As we drove deeper into town, the road surface was scorching from the sun. The town was desolate, not a soul in sight, and every house had its doors shut tight.
Occasionally, we could see a few people who resembled the strange ones from our village. Fatty Bang and I were both startled. Could it be that the entire town had been infected with this monstrous disease?
With this question in mind, we drove off the main road and deeper inside. Before long, the people wandering everywhere were being taken away by personnel in pure white protective suits.
Seeing these people, Fatty Bang and I were both relieved and worried. We had finally seen people who gave us a sense of security. In these difficult circumstances, even though we were in a remote place without news, we had not been abandoned.
We had no intention of causing more trouble, nor did we want those people to know of our existence.
We parked the car in a secluded spot, took out the grain, and knocked on the door of a pharmacy tucked away in a corner. Most people here owned their own houses; they were surely still inside.
Fatty Bang and I knocked persistently. About half an hour later, a small window opened.
The person inside was covered from head to toe; we could only see their eyes behind a pair of glasses.
I pointed to the sack of grain on my back, which must have been about fifty kilos, and said to the person inside, "I want to buy some heart medication and a few bottles of disinfectant."
The person hesitated for a moment, then closed the window.
Fatty Bang looked at me and said, "No good.

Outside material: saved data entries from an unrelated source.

PR #7764, opened 2023-04-14
[cli] bugfix Lookup address on init 1.0.11 release

gregnazario:
### Description
Fixes a bug when `aptos init` for an account doesn't exist will fail immediately.

### Test Plan
Before:
```
./target/debug/aptos init --profile test-init2
Aptos already initialized for profile test-init2, do you want to overwrite the existing config? [yes/no] >
^C
 ✘ greg@jiggy  /opt/git/aptos-core   main  ./target/debug/aptos init --profile test-init3
Configuring for profile test-init3

Enter your private key as a hex literal (0x...) [Current: None | No input: Generate new key (or keep one if present)]

No key given, generating key...
{
  "Error": "API error: API error Error(AccountNotFound): Account not found by Address(0x33c88b2eb0bee2dc483525b5b89a0bf5f0bb710f3f3027baeb3b337eda1fe582) and Ledger version(248990)"
}
```

After:
```
$ ./target/debug/aptos init --profile test-init2
Configuring for profile test-init2

Enter your private key as a hex literal (0x...) [Current: None | No input: Generate new key (or keep one if present)]

No key given, generating key...
Account 21f9bffd0240b91627c3948b69ffdf51030965bcf7e58ce3e4768ee730838074 doesn't exist, creating it and funding it with 100000000 Octas
Account 21f9bffd0240b91627c3948b69ffdf51030965bcf7e58ce3e4768ee730838074 funded successfully

---
Aptos CLI is now set up for account 21f9bffd0240b91627c3948b69ffdf51030965bcf7e58ce3e4768ee730838074 as profile test-init2!  Run `aptos --help` for more information about commands
{
  "Result": "Success"
}

```

Lookup also still works where it gives an error if the account isn't on chain.
```
./target/debug/aptos account lookup-address --profile test-init
{
  "Result": "99e7ea90756cbe5760b0ea88ff3bfc2aab4902edca4972e4e6e05cc9af7ad194"
}

./target/debug/aptos account lookup-address --profile testnet --url https://fullnode.devnet.aptoslabs.com 
{
  "Error": "API error: API error Error(AccountNotFound): Account not found by Address(0x21dbfcef4bafda0a410050852d03e1924edb785e4ab98b19429ae1875e97a591) and Ledger version(252976)"
}
```

### DIFF
--- a/crates/aptos/src/account/key_rotation.rs
+++ b/crates/aptos/src/account/key_rotation.rs
@@ -3,10 +3,10 @@
 
 use crate::common::{
     types::{
-        CliCommand, CliConfig, CliError, CliTypedResult, ConfigSearchMode, EncodingOptions,
-        EncodingType, ExtractPublicKey, ParsePrivateKey, ProfileConfig, ProfileOptions,
-        PublicKeyInputOptions, RestOptions, RotationProofChallenge, TransactionOptions,
-        TransactionSummary,
+        account_address_from_public_key, CliCommand, CliConfig, CliError, CliTypedResult,
+        ConfigSearchMode, EncodingOptions, EncodingType, ExtractPublicKey, ParsePrivateKey,
+        ProfileConfig, ProfileOptions, PublicKeyInputOptions, RestOptions, RotationProofChallenge,
+        TransactionOptions, TransactionSummary,
     },
     utils::{prompt_yes, prompt_yes_with_override, read_line},
 };
@@ -20,10 +20,7 @@ use aptos_rest_client::{
     error::{AptosErrorResponse, RestError},
     Client,
 };
-use aptos_types::{
-    account_address::AccountAddress, account_config::CORE_CODE_ADDRESS,
-    transaction::authenticator::AuthenticationKey,
-};
+use aptos_types::{account_address::AccountAddress, account_config::CORE_CODE_ADDRESS};
 use async_trait::async_trait;
 use clap::Parser;
 use serde::{Deserialize, Serialize};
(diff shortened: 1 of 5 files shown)


crates/aptos/src/account/key_rotation.rs
```diff
@@ -286,41 +283,66 @@ impl CliCommand<AccountAddress> for LookupAddress {
...
-                // It won't be in the table if it wasn't rotated, then return the derived account address
-                rest_client.get_account_bcs(address_key).await?;
-                Ok(address_key)
-            },
-            Err(err) => Err(err)?,
-        }
+            })) = result
+            {
+                if must_exist {
+                    return Err(result.unwrap_err());
```
banool, line 337: Could you just do `return result`?

crates/aptos/src/common/init.rs
```diff
@@ -159,34 +158,21 @@ impl CliCommand<()> for InitTool {
         };
         let public_key = private_key.public_key();
 
+        let client = aptos_rest_client::Client::new(
+            Url::parse(profile_config.rest_url.as_ref().unwrap())
```
banool, line 162: I don't like this `unwrap` on `rest_url`. If we're assuming that this will always be Some then let's just not make it an Option at all.

crates/aptos/src/common/init.rs
```diff
@@ -159,34 +158,21 @@ impl CliCommand<()> for InitTool {
...
+                .map_err(|err| CliError::UnableToParse("rest_url", err.to_string()))?,
+        );
+
         // lookup the address from onchain instead of deriving it
         // if this is the rotated key, deriving it will outputs an incorrect address
```
banool, line 167: This comment feels out of date since it doesn't cover what happens if the address can't be found on chain.

crates/aptos/src/account/key_rotation.rs
```diff
@@ -286,41 +283,66 @@ impl CliCommand<AccountAddress> for LookupAddress {
...
+                }
+            } else if let Err(err) = result {
+                return Err(err);
+            }
+
+            Ok(address_key)
```
banool, line 343: I find this awkward, can we just use a match statement, I feel it is more readable:
```
match rest_client.get_account_bcs(address_key).await {
    Ok(_) => Ok(address_key),
    Err(RestError::Api(AptosErrorResponse { etc })) => etc,
    Err(e) => Err(e),
}
```

Makes the control flow simpler, no explicit early returns, etc.

banool (changes requested):

crates/aptos/src/account/key_rotation.rs
gregnazario: It's a different result of a response, and not an account address, so it can't

crates/aptos/src/account/key_rotation.rs
gregnazario: I did this awkward flow, because as you can tell, it had duplicated code from this one special case / the result isn't the same

crates/aptos/src/account/key_rotation.rs
banool: Perhaps it'd be better to transform it into an anyhow result using `.context()?` instead.

crates/aptos/src/account/key_rotation.rs
banool: If you transform the result type it should be possible right?

banool: Anyway this is a high pri fix so don't worry about it if it's too tricky, we can come back to it later.

crates/aptos/src/common/init.rs
gregnazario: This is an option, because it's a YAML file that it reads from directly (in serialization).

If it is *not* an option, then it will load poorly from the config and give a very cryptic deserialization error.

Earlier in the code, it enforces that the REST URL is set (it's either preset, or creates one).

It's the unfortunate circumstance of this structure being used in multiple places and not being able to assume that the REST URL is set always because someone could manually modify the file, and therefore mess it all up.

banool (approved):
Send

davidiw (approved):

They won't trade."
I shook my head. Not necessarily. The one thing people in town lacked most was grain.
Sure enough, before long, the person opened the door and gestured for us to bring the grain inside.
He gave me half a bag of heart medication, explaining, "There's no disinfectant left in this whole town. There was a strange epidemic a few days ago, and a military unit came. They traded for all the disinfectant in town. I've given you all the medicine I have left."
Just as I thought. The epidemic appeared in town even earlier than it did in our village.